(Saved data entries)
___
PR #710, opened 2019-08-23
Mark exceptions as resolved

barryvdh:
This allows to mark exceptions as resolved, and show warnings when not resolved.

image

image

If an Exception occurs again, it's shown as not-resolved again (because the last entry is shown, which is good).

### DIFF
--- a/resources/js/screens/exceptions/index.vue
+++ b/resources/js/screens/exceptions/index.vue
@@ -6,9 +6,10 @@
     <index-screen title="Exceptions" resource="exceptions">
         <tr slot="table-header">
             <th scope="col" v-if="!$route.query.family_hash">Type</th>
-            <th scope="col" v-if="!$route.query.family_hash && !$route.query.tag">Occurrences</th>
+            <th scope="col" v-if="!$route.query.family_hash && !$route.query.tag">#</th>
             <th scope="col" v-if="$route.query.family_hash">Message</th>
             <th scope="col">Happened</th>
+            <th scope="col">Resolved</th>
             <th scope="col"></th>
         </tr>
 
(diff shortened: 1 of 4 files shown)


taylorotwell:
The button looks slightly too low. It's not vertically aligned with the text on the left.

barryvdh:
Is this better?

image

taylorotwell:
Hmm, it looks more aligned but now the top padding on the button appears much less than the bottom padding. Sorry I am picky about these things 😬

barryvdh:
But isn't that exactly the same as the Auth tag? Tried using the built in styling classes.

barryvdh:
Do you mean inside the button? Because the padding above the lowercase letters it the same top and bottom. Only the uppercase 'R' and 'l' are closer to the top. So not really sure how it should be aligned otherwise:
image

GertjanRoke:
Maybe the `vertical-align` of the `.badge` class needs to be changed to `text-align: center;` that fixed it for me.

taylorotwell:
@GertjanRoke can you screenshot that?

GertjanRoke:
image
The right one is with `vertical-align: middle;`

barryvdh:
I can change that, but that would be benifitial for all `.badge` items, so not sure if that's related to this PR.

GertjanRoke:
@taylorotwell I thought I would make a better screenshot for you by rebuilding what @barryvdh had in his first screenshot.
___
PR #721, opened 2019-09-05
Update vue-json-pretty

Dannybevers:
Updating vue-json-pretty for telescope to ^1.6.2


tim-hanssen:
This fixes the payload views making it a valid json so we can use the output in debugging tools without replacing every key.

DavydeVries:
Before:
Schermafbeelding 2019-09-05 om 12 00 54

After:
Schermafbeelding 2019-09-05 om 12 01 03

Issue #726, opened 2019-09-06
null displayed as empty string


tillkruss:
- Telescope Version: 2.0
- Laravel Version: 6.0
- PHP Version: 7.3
___
Exercise instructions: For the entries above, count the lines that contain the string "shown", and state that number without further comment.

Result below: 2